All other 12 exchanges like Coinbase, Bitrexx, and Gemini have shown their support and expected compliance to the questionnaire’s two-week deadline of May 1st. However, Kraken’s CEO, Jesse Powell, has a different opinion about the state’s intentions.
He tweeted that Kraken is relieved that “[they] can dodge this bullet… Kraken left New York because New York is hostile to crypto and this ‘questionnaire’ we received today proves that New York is not only hostile to crypto, it is hostile to business.”
The Virtual Markets Integrity Initiative Questionnaire that can be read here, bears a similar resemblance to the requirements needed to obtain a Bitlicense only that the survey looks like an unofficial audit of the bill itself. This makes the motive behind the initiative seem doubtful as it is being portrayed as a precaution to Bitcoin buyers and altcoin traders.
Attorney General Eric Schneiderman says, the initiative is for the consumer as “consumers don’t have the basic facts they need to assess the fairness, integrity, and security of these trading platforms.” In an effort to protect the users of cryptocurrency platforms, Schneiderman says the questionnaire would begin “promoting the accountability and transparency in the virtual marketplace…”

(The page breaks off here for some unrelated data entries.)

PR #67, opened 2015-10-26
Improved the symmetry check in MatrixImplementation

regislebrun:
Due to rounding errors, sometimes a symmetric matrix (obtained ie as L^tCL with C symmetric) is not exactly symmetric due to rounding errors. A more permissive check is needed in order to enforce the symmetry of the result in Python.

### DIFF
--- a/lib/etc/openturns.conf.in
+++ b/lib/etc/openturns.conf.in
@@ -193,6 +193,7 @@
 
   <!-- OT::MatrixImplementation parameters -->
   <MatrixImplementation-DefaultSmallPivot value="1.0e-7"     />
+  <MatrixImplementation-SymmetryThreshold value="1.0e-12"    />
 
   <!-- OT::BurrFactory parameters -->
   <BurrFactory-AbsolutePrecision value="1e-12" />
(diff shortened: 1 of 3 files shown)


jschueller:
+1

jschueller:
+1
Same here, next time try to include these comments inside the commit message:
```
Improved the symmetry check in MatrixImplementation

Due to rounding errors, sometimes a symmetric matrix (obtained ie as L^tCL with C symmetric) is not exactly symmetric due to rounding errors. A more permissive check is needed in order to enforce the symmetry of the result in Python.
```

dbarbier:
+1 in general, but shouldn't we use a relative error instead of an absolute error?  Say for instance

```
if ( std::abs(this->operator[](convertPosition(i, j)) - operator[](convertPosition(j, i))) > epsilon * (std::abs(this->operator[](convertPosition(i, j))) + std::abs(operator[](convertPosition(j, i)))) )
```

regislebrun:
@dbarbier Not clear for me which test is the best one (probably none is the best). As we check the elements of a matrix, we should probably compare the magnitude of the difference to a norm of the matrix, feasible but probably very costly and overkill for most typical situations.
In the case of homogeneous magnitudes and small coefficients, the absolute difference is a bad choice if the threshold is not small enough, but in the case of very heterogeneous magnitudes the test could fail using relative error on very small elements even if the difference is not significant at all. So I am doubtful on my choice and on your proposal.

PR #68, opened 2015-10-26
Fixed a bug preventing the symmetrization of the UserDefinedStationar…

regislebrun:
…yCovarianceModel class.
This covariance model must be built using values associated with positive first component of the parameter space, then it is automatically symmeterized wrt the origin.


jschueller:
+1
Next time try to include the details in the commit message.

dbarbier:
+1

PR #69, opened 2015-10-26
Improved p-value initialization in FittingTest

regislebrun:
In several situations, we would like to get at least one model when testing several parametric probabilistic models for given data, even if its p-value is zero (but the model can be estimated from the data).


dbarbier:
+1

Comments in pull requests are volatile, please write explanations into commit messages instead.

sofianehaddad:
+1

PR #70, opened 2015-10-26
Extend WelchFactory to time grid with non-zero start

regislebrun:
The WelchFactory class made the implicit assumption that the time grid associated to the given process sample was starting from 0, resulting in a wrong estimation if it was not the case. Now, it is fixed.


jschueller:
+1

dbarbier:
+1

PR #247, opened 2016-06-03
Fix Pearson doctest with R 3.3.0

jschueller:


regislebrun:
+1

sofianehaddad:
+1
Thanks, bug is oldest (R 3.2)

PR #251, opened 2016-06-10
Fix tests with NLopt 2.4.1

jschueller:
We also use Ubuntu Trusty at Phimeca, which provides NLopt 2.4.1 by default.


regislebrun:
+1 I don't know how to deal with problematic nlopt algorithms. Either we drop them, or we inform our users about the bad behaviour of these algorithms. We could also send a feedback to the nlopt team with specific examples showing the bugs, but it needs time and it is a precious resource.

jschueller:
@regislebrun I don't think any of them are in bad shape, there's just a small gap between available algos and those we can test reliably across different compilers and platforms, nlopt version etc.

dbarbier:
+1

PR #252, opened 2016-06-15
Unity builds

jschueller:
Use cotire cmake module: https://github.com/sakra/cotire

This allows to speed-up builds of libOT by using fewer compilation units.
This option speeds up one time builds but incremental builds will be slower.
This can be used for continuous integration or producing binaries.

Using USE_COTIRE=ON disables the sphinx doc and the bison/flex parser as it does not play well with custom rules.


dbarbier:
Description?

jschueller:
@dbarbier see 3987ff0:

This allows to speed-up builds of libOT by using fewer compilation
units.
This option speeds up one time builds but incremental builds will be
slower.
This can be used for continuous integration or producing binaries.

dbarbier:
+1

regislebrun:
+1

PR #257, opened 2016-06-16
Better use of CovarianceModelCollection

sofianehaddad:
The PR fixes http://trac.openturns.org/ticket/841

### DIFF
--- a/ChangeLog
+++ b/ChangeLog
@@ -57,6 +57,7 @@
  * #830 (more optim algos examples)
  * #837 (TruncatedDistribution::setParameter segfaults)
  * #838 (Symmetry of SymmetricMatrix not always enforced)
+ * #841 (Better CovarianceModelCollection in Python)
 
 == 1.7 release (2016-01-27) == #release-1.7
 
--- a/python/src/CovarianceModel.i
+++ b/python/src/CovarianceModel.i
@@ -6,7 +6,10 @@
 
 %include CovarianceModel_doc.i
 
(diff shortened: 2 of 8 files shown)


regislebrun:
+1

jschueller:
nice, I did a similar patch while in the train for this, but using the macros:
https://github.com/jschueller/openturns/commit/7b9395820fa329e3fbe77ebb4d466535a32f6ff9

sofianehaddad:
@jschueller looks great. Did not know about the macros

jschueller:
I opened #260

sofianehaddad:
@jschueller ouch I was fixing the CovarianceModel.i by using your tip...

jschueller:
@sofianehaddad, oh sorry, I'll close mine

sofianehaddad:
@jschueller you are right for the PyObject* constructor but extra constructor with other arguments is not supported ( TensorizedCovModel(PyObject*, NP &)  for example)

jschueller:
If TensorizedCovarianceModel(const CovarianceModelCollection & collection) works with a list of cov model, then TensorizedCovarianceModel(const CovarianceModelCollection & collection, const NumericalPoint & scale) should work too.

sofianehaddad:
strange because one moment I had TCM([cov1,cov2]) ok but TCM([cov1;cov2], [1,2]) nok
It seems now to be fixed, thanks

jschueller:
+1

PR #265, opened 2016-06-23
Level set bounds

regislebrun:
Improved LevelSet:
Now the user can specify a bounding box by using the setLowerBound()/setUpperBound() methods. The level set is cliped by this bounding box, ie the contains() method will return false as soon as the given point is outside of the user-defined bounding box.

Improved KarhunenLoeveQuadratureFactory:
Now it fully support multidimensional covariance models. It is also more verbose.

### DIFF
--- a/lib/src/Base/Geom/LevelSet.cxx
+++ b/lib/src/Base/Geom/LevelSet.cxx
@@ -39,6 +39,8 @@ LevelSet::LevelSet(const UnsignedInteger dimension)
   : DomainImplementation(dimension)
   , function_(NumericalMathFunction(Description::BuildDefault(dimension, "x"), Description(1, "1.0")))
   , level_(0.0)
+  , lowerBound_(0)
+  , upperBound_(0)
 {
   // Nothing to do
 }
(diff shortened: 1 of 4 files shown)


jschueller:
@regislebrun, Have you considered using an Interval object instead of 2 points ? 
Maybe it would help simplify some redundant code such as:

Opponents to the AG’s involvement in Bitcoin exchange regulation include more than Kraken’s discontent of the initial demands of a Bitlicense. Assembly member Ron Kim has begun a proposal to amend the Bitcoin bill. He has many problems with the restrictions set in place that hinders the chances of start ups to build a business and the potential of the cryptocurrency market to gain profits for the state New York.

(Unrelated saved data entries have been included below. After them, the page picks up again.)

PR #266, opened 2016-06-24
Make ot.PythonFunction (optionally) distributed with multiprocessing

felipeam86:
This pull request adds the optional argument `n_cpus` to PythonFunction. If it is set, it distributes `func` with multiprocessing on the number of cpus specified by `n_cpus`. If `n_cpus=-1`, it uses all the cores of the machine. if `n_cpus=1`, it does nothing. If `n_cpus` and `func_sample` are both given as arguments, `n_cpus` will be ignored and samples will be handled by `func_sample`.

This function is limited to distributing `func` calls on the machine you are working on. More advanced distribution techniques will be develloped for [otwrapy.Parallelizer](http://felipeam86.github.io/otwrapy/_generated/otwrapy.Parallelizer.html#otwrapy.Parallelizer)

### DIFF
--- a/python/test/t_NumericalMathFunction_python.py
+++ b/python/test/t_NumericalMathFunction_python.py
@@ -124,6 +124,15 @@ myFunc = PythonFunction(2, 1, func_sample=a_exec_sample)
 outSample = myFunc(a_sample)
 print(outSample)
 
+print('distributed exec only on a point')
+myFunc = PythonFunction(2, 1, a_exec, n_cpus=-1)
+outSample = myFunc([100., 100.])
+print(outSample)
+
+print('distributed exec only on a sample')
+myFunc = PythonFunction(2, 1, a_exec, n_cpus=-1)
+outSample = myFunc(a_sample)
+print(outSample)
 
 def a_grad(X):
     # wrong but allows to verify
--- a/python/test/t_NumericalMathFunction_python.py
+++ b/python/test/t_NumericalMathFunction_python.py
@@ -2,6 +2,7 @@
 
 from __future__ import print_function
 from openturns import *
+import sys
 
 TESTPREAMBLE()
 
@@ -125,12 +126,12 @@ outSample = myFunc(a_sample)
 print(outSample)
 
 print('distributed exec only on a point')
-myFunc = PythonFunction(2, 1, a_exec, n_cpus=-1)
+myFunc = PythonFunction(2, 1, a_exec, n_cpus=None if sys.platform.startswith('win') else -1)
 outSample = myFunc([100., 100.])
 print(outSample)
 
 print('distributed exec only on a sample')
-myFunc = PythonFunction(2, 1, a_exec, n_cpus=-1)
+myFunc = PythonFunction(2, 1, a_exec, n_cpus=None if sys.platform.startswith('win') else -1)
 outSample = myFunc(a_sample)
 print(outSample)
 
--- a/AUTHORS
+++ b/AUTHORS
@@ -11,6 +11,7 @@ individual contributors:
     Antoine Dumas <dumas@phimeca.com>
     Aurelie Ladier <ladier@phimeca.com>
     Denis Barbier <barbier@imacs.polytechnique.fr>
+    Felipe Aguirre Martinez <aguirre@phimeca.com>
     Ivan Dutka-Malen <ivan.dutka-malen@edf.fr>
     Julien Schueller <schueller@phimeca.com>
     Mathieu Lapointe <lapointe@phimeca.com>
--- a/ChangeLog
+++ b/ChangeLog
@@ -37,6 +37,7 @@
  * Deprecated LAR in favor of LARS
 
 === Python module ===
+ * Add the possibility to distribute PythonFunction calls with multiprocessing
 
 === Miscellaneous ===
  * Improved the computeCDF() method of Normal
--- a/python/src/NumericalMathFunction.i
+++ b/python/src/NumericalMathFunction.i
@@ -186,6 +186,32 @@ class OpenTURNSPythonFunction(object):
     def getParameterDescription(self):
         return self.__paramDesc
 
+def _exec_sample_multiprocessing(func, n_cpus):
+    """Return a distributed function using multiprocessing
+
+    Parameters
+    ----------
+    func : Function or calable
+        A callable python object, usually a function. The function should take
+        an input vector as argument and return an output vector.
+
+    n_cpus : int
+        Number of CPUs on which to distribute the function calls.
+
+    Returns
+    -------
+    _exec_sample : Function or callable
+        The parallelized funtion.
+    """
+
+    def _exec_sample(X):
+        from multiprocessing import Pool
+        p = Pool(processes=n_cpus)
+        rs = p.map_async(func, X)
+        p.close()
+        return rs.get()
+    return _exec_sample
+
 class PythonFunction(NumericalMathFunction):
     """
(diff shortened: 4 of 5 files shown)


jschueller:
You can squash all these commits.

felipeam86:
@jschueller commits squashed, tests passed !

jschueller:
You can mention it the ChangeLog, in the "Python module" entry.

regislebrun:
+1

felipeam86:
Initially I thought about adding this functionality with multiprocessing to avoid imposing a dependency. But the thing is that I really think that `joblib` is worth the trouble ! My two main reasons are :

- If an exception is raised, it prints the original traceback of what raised the exception (mulriprocessing does not do this)
- It has a progress "bar" by default

What do you think if we add joblib as the default backend, but optional. That is, if joblib is installed, it is used by default, otherwise func is distributed with multiprocessing. Take a look at this [commit](https://github.com/openturns/openturns/commit/556f7e9dbf699308387ff25147539530babb55a1) and let me know what you think

jschueller:
I fear users getting only the multiprocessing backend could be deceived by the lack of traceback support. Depending on joblib is not an option, but we could put it in a separate import (not an external module) like we do for the matplotlib backend: 'import openturns.viewer'.

felipeam86:
After some discussion with @jschueller, it is true that the idea of including joblib may not be that good for the moment. On one hand, this might lead to two different behaviors on different machines without having the control to choose. On the other hand, forcing the dependency on joblib is not a nice idea either.

This discussion raised an additional concern : when the function is distributed with multiprocessing, we loose the traceback of any given raised exception during the execution of the distributed function. This might be considered as a degraded used of the PythonFunction --> we loose visibility of exceptions raised which makes it harder to debug. However, for this kind of situations, users can use  [otwrapy.Parallelizer](http://felipeam86.github.io/otwrapy/_generated/otwrapy.Parallelizer.html#otwrapy.Parallelizer) with joblib backend instead.

I propose the following : 
- Keep this pull request as is (with only multiprocessing). It provides a very cheap and easy way to have a distributed wrapper.
- Warn the users that they loose the traceback of raised exceptions by the function.
- Advice them to use otwrapy with joblib for more complicated cases where the external code is unstable and tends to raise exceptions for some input parameters.
- Follow up on joblib devellopment and on how it can be integrated to openturns. Scikit learn for example integrates it in [sklearn.external](https://github.com/scikit-learn/scikit-learn/tree/master/sklearn/externals/joblib). By the way, joblib is developed by the developers of scikit learn

jschueller:
Ok for me, as long as this limitation appears clearly in the doc.

Maybe we could also add comments related to the parallelization aspect in wrapper_development.rst as it also deals with PythonFunction: http://openturns.github.io/developer_guide/wrapper_development.html.

jschueller:
+1

dbarbier:
+1

jschueller:
It fails on our autobuilder:
```
459/844 Testing: pyinstallcheck_NumericalMathFunction_python
459/844 Test: pyinstallcheck_NumericalMathFunction_python
Command: "/bin/sh" "-c" "(/usr/bin/python2.6 /home/openturns/distcheck/workdir/python/test/t_NumericalMathFunction_python.py   | cat  > /home/openturns/distcheck/workdir/build/python/test/t_NumericalMathFunction_python.out) && diff -u /home/openturns/distcheck/workdir/python/test/t_NumericalMathFunction_python.expout /home/openturns/distcheck/workdir/build/python/test/t_NumericalMathFunction_python.out"
Directory: /home/openturns/distcheck/workdir/build/python/test
"pyinstallcheck_NumericalMathFunction_python" start time: Jun 27 16:14 CEST
Output:
----------------------------------------------------------
--- /home/openturns/distcheck/workdir/python/test/t_NumericalMathFunction_python.expout	2016-06-27 15:44:17.682753520 +0200
+++ /home/openturns/distcheck/workdir/build/python/test/t_NumericalMathFunction_python.out	2016-06-27 16:14:08.530992476 +0200
@@ -40,20 +40,3 @@
 distributed exec only on a point
 [200]
 distributed exec only on a sample
-    [ y0  ]
-0 : [ 200 ]
-1 : [ 202 ]
-2 : [ 204 ]
-gradient
-[[  1 ]
- [ -1 ]]
-hessian
-sheet #0
-[[ 0.1 0.3 ]
- [ 0.3 0.1 ]]
-no func
-no function detected : ok.
-exception handling: ok
-exception handling: ok
-x= [4.0, 5.0] theta= [1.2] f(x, theta)= [10]
-[1.2] [theta]
  File "/home/openturns/distcheck/last/squeeze-x86_64-ot-linux/lib/python2.6/site-packages/openturns/func.py", line 10338, in __call__
    Y = self._exec_sample(ns)
  File "/home/openturns/distcheck/last/squeeze-x86_64-ot-linux/lib/python2.6/site-packages/openturns/func.py", line 10388, in _exec_sample
    p = Pool(processes=n_cpus)
  File "/usr/lib/python2.6/multiprocessing/__init__.py", line 227, in Pool
    return Pool(processes, initializer, initargs)
  File "/usr/lib/python2.6/multiprocessing/pool.py", line 84, in __init__
    self._setup_queues()
  File "/usr/lib/python2.6/multiprocessing/pool.py", line 131, in _setup_queues
    self._inqueue = SimpleQueue()
  File "/usr/lib/python2.6/multiprocessing/queues.py", line 328, in __init__
    self._rlock = Lock()
  File "/usr/lib/python2.6/multiprocessing/synchronize.py", line 117, in __init__
    SemLock.__init__(self, SEMAPHORE, 1, 1)
  File "/usr/lib/python2.6/multiprocessing/synchronize.py", line 49, in __init__
    sl = self._semlock = _multiprocessing.SemLock(kind, value, maxvalue)
OSError: [Errno 13] Permission denied
  File "/home/openturns/distcheck/workdir/python/test/t_NumericalMathFunction_python.py", line 134, in <module>
    outSample = myFunc(a_sample)
  File "/home/openturns/distcheck/last/squeeze-x86_64-ot-linux/lib/python2.6/site-packages/openturns/func.py", line 9753, in __call__
    def __call__(self, *args): return _func.NumericalMathFunction___call__(self, *args)
RuntimeError: InternalException : Python exception: OSError
<end of output>
Test time =   0.30 sec
----------------------------------------------------------
Test Failed.
"pyinstallcheck_NumericalMathFunction_python" end time: Jun 27 16:14 CEST
"pyinstallcheck_NumericalMathFunction_python" time elapsed: 00:00:00
----------------------------------------------------------
```

jschueller:
```
D400: First line should end with a period (not 'g')

 11376: def _exec_sample_multiprocessing(func, n_cpus):
 11377:     """Return a distributed function using multiprocessing
```

jschueller:
Seems multiprocessing does not play well in wine we use for testing: http://bugs.python.org/issue9099
Could you disable it ?
```PythonFunction(2, 1, a_exec, n_cpus=None if sys.platform.startswith('win') else -1)```

File: python/test/t_NumericalMathFunction_python.py [hunk 1]
```diff
@@ -125,12 +125,12 @@ def a_exec_sample(Xs):
 print(outSample)
 
 print('distributed exec only on a point')
-myFunc = PythonFunction(2, 1, a_exec, n_cpus=-1)
+myFunc = PythonFunction(2, 1, a_exec, n_cpus=None if sys.platform.startswith('win') else -1)
```
jschueller: import sys ?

There are layers of problems with both Bitlicense requirements and its faithful follow up survey with only minimal benefits as a security measure.
- For starters, the application fee to even be considered as a legitimate Bitcoin exchange in New York is $5,000 followed by legal fees to align with the bill’s demands. The questionnaire also requires a lot of leg work in a short amount of time.

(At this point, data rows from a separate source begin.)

PR #267, opened 2016-06-27
Improved IntegrationStrategy.

regislebrun:
Now, it uses the DesignProxy class efficiently, 50x speedup on typical applications.


jschueller:
+1

dbarbier:
`ProjectionStrategyImplementation::setMeasure` and `ProjectionStrategyImplementation::setExperiment` must reinitialize inputSample_, otherwise wrong cached values may be used.

regislebrun:
@dbarbier Thanks, fixed!

dbarbier:
There is another problem, `proxy_` takes `basis` argument in its constructor, thus you must ensure in `IntegrationStrategy::computeCoefficients` that `basis` is the same object that has been used to construct `proxy_`.

regislebrun:
@dbarbier I think you found a true bug here! I have to refresh my memory on how the classes interact through their natural use in the context of functional chaos decomposition AND when they are used independently. Initially, they were not supposed to be used independently but a customer asked me to add the ability to use IntegrationStrategy::computeCoefficients() as a general service, so I added the basis in the arguments and it changes a lot of things. I also have to insure that the cached quantities are not invalidated if one change the measure or the experiment to the exact same values as the one stored in the members, taking into account that the initial value of the members can be pure garbage... So it will take some quiet work to do things correctly...

dbarbier:
> I also have to insure that the cached quantities are not invalidated if one change the measure or the experiment to the exact same values as the one stored in the members

I understand why you want to do that, but this is overkill IMO, unless those setters are called internally by OT.

About Basis, calls to `copyOnWrite()` within non-const `Basis::operator[]` and `Basis::add` methods should be added. You could then store a `BasisImplementation*` member into `IntegrationStrategy`; when it changes, `proxy_` is invalidated.  These changes are less invasive than rewriting `IntegrationStrategy::computeCoefficients()`.

regislebrun:
@dbarbier As far as I remind, these setters are called internally, which is my main concern. About the other points you mention, a copyOnWrite() is mandatory for all the non-const methods of all the interface objects so you found a bug (in fact 2) in Basis. I am not fond of C++ pointers as members, can a smart pointer be an alternative?

dbarbier:
Right, there is no good reason to use a raw pointer here, sorry.  In fact, there is a simple solution, this should work (not tested):
```
  if (proxy_.getInputSample().getSize() == 0 || proxy_.getBasis().getImplementation() != basis.getImplementation())
```

jschueller:
@regislebrun do you plan on including it in the 1.8rc1 ?

regislebrun:
@jschueller Yes I am working hard on it. Denis found a bug that is deeply rooted in the way FunctionalChaosAlgorithm and ProjectionStrategyImplementation interact.

jschueller:
+1

lib/src/Uncertainty/Algorithm/MetaModel/FunctionalChaos/IntegrationStrategy.cxx
```diff
@@ -92,6 +92,47 @@ String IntegrationStrategy::__repr__() const
...
+    // Nothing to do
+  }
+
+  inline void operator()( const TBB::BlockedRange<UnsignedInteger> & r ) const
+  {
+    for (UnsignedInteger j = r.begin(); j != r.end(); ++j)
+      {
+	for (UnsignedInteger i = 0; i < outputSample_.getSize(); ++i)
+	  {
+	    const UnsignedInteger indexAdded(addedRanks_[j]);
```
dbarbier: Should be moved 2 lines above.

lib/src/Uncertainty/Algorithm/MetaModel/FunctionalChaos/ProjectionStrategyImplementation.cxx
```diff
@@ -142,9 +138,13 @@ String ProjectionStrategyImplementation::__repr__() const
 /* Measure accessor */
 void ProjectionStrategyImplementation::setMeasure(const Distribution & measure)
 {
-  measure_ = measure;
-  // Set the measure as the distribution of the weighted experiment
-  weightedExperiment_.setDistribution(measure);
+  if (measure != measure_)
```
dbarbier: `if (!(measure == measure_))`

dbarbier:
+1 with or without my comments being taken into account, they are not critical.

lib/src/Uncertainty/Algorithm/MetaModel/FunctionalChaos/IntegrationStrategy.cxx
```diff
@@ -92,6 +92,47 @@ String IntegrationStrategy::__repr__() const
...
+	    // The integral is approximated by a weighted sum of f * Phi
+	    alpha_[j] += weights_[i] * outputSample_[i][marginalIndex_] * designMatrix_(i, indexAdded);
```
regislebrun: @dbarbier I first wrote a wrong code where the i and j loops were interchanged, then I fixed the mess but leaving things in the innermost loop by mistake. Concerning the linear algebra aspects, the situation is more involved than it looks at first sight. For some of our applications, the database can be VERY large, say 1e6 points in dimension 50, so it is not a good idea to store things twice. For the algorithm, only the weighted version of the output sample is needed, but the user may want to access to the output sample, so both the weighted and unweighted versions of the output sample are needed. I chose to keep only the unweighted sample and to recompute the weighted version on the fly, but other options are possible, such as a threshold below which things are stored and above which they are recomputed on the fly. Do you have a better idea to cope with these constraints?

dbarbier: @regislebrun 
> For the algorithm, only the weighted version of the output sample is needed, but the user may want to access to the output sample, so both the weighted and unweighted versions of the output sample are needed.

You indeed have to keep the unweighted sample, but you only need a weighted marginal, not the whole weighted sample, so this is affordable.
In `IntegrationStrategy::computeCoefficients`, create a NP weightedMarginal of dimension `outputSample_.getSize()`, fill it with
```
weightedMarginal[i] = weights_[i] * outputSample_[i][marginalIndex_];
```
(no idea yet how to do that efficiently) and replace the first 3 arguments of IntegrationStrategyCoefficientsPolicy constructor by this NP.

regislebrun: @dbarbier I implemented your idea, using iterators in the innermost loop in order to avoid expansive index arithmetic to access the matrix elements. It gives me a 5% improvement when used inside the FunctionalChaosAlgorithm class, and the computation of the coefficients is no more the bottleneck of the whole algorithm. Thanks.

dbarbier: Excellent!

regislebrun:
This PR has been replaced by a series of PR.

- It keeps startups from establishing their business since to be compliant means a large workforce and operational costs.
- Bitlicense holders lose profit while trying to maintain their license.
Overall, the attempt at gaining information from cryptocurrency exchanges seems to go against the discretion of their intended anonymous operations. Shouldn’t it be up to the experts who know their own blockchain and security measures to build a reputation of trust among their users, not a government issued mandate? The intention of the AG is more geared toward regulations that diminish rather than encourage and grow Bitcoin exchange companies. The state even raised electricity prices specifically to decrease the amount mining energy used for cryptocurrency companies.
The initiative to gather Bitcoin exchange information continues to cause more problems than solutions. Regulations only keep potential companies from succeeding while making compliant companies more commercial and dependent upon government licensing and fiat currency statures. The claimed intention of safety for consumers also is questionable as the bill and questionnaire do not offer a more secure solution to the problems of hacking while coins sit in online wallets. The only ones who can fix these issues are the engineers of the crypto world not politicians.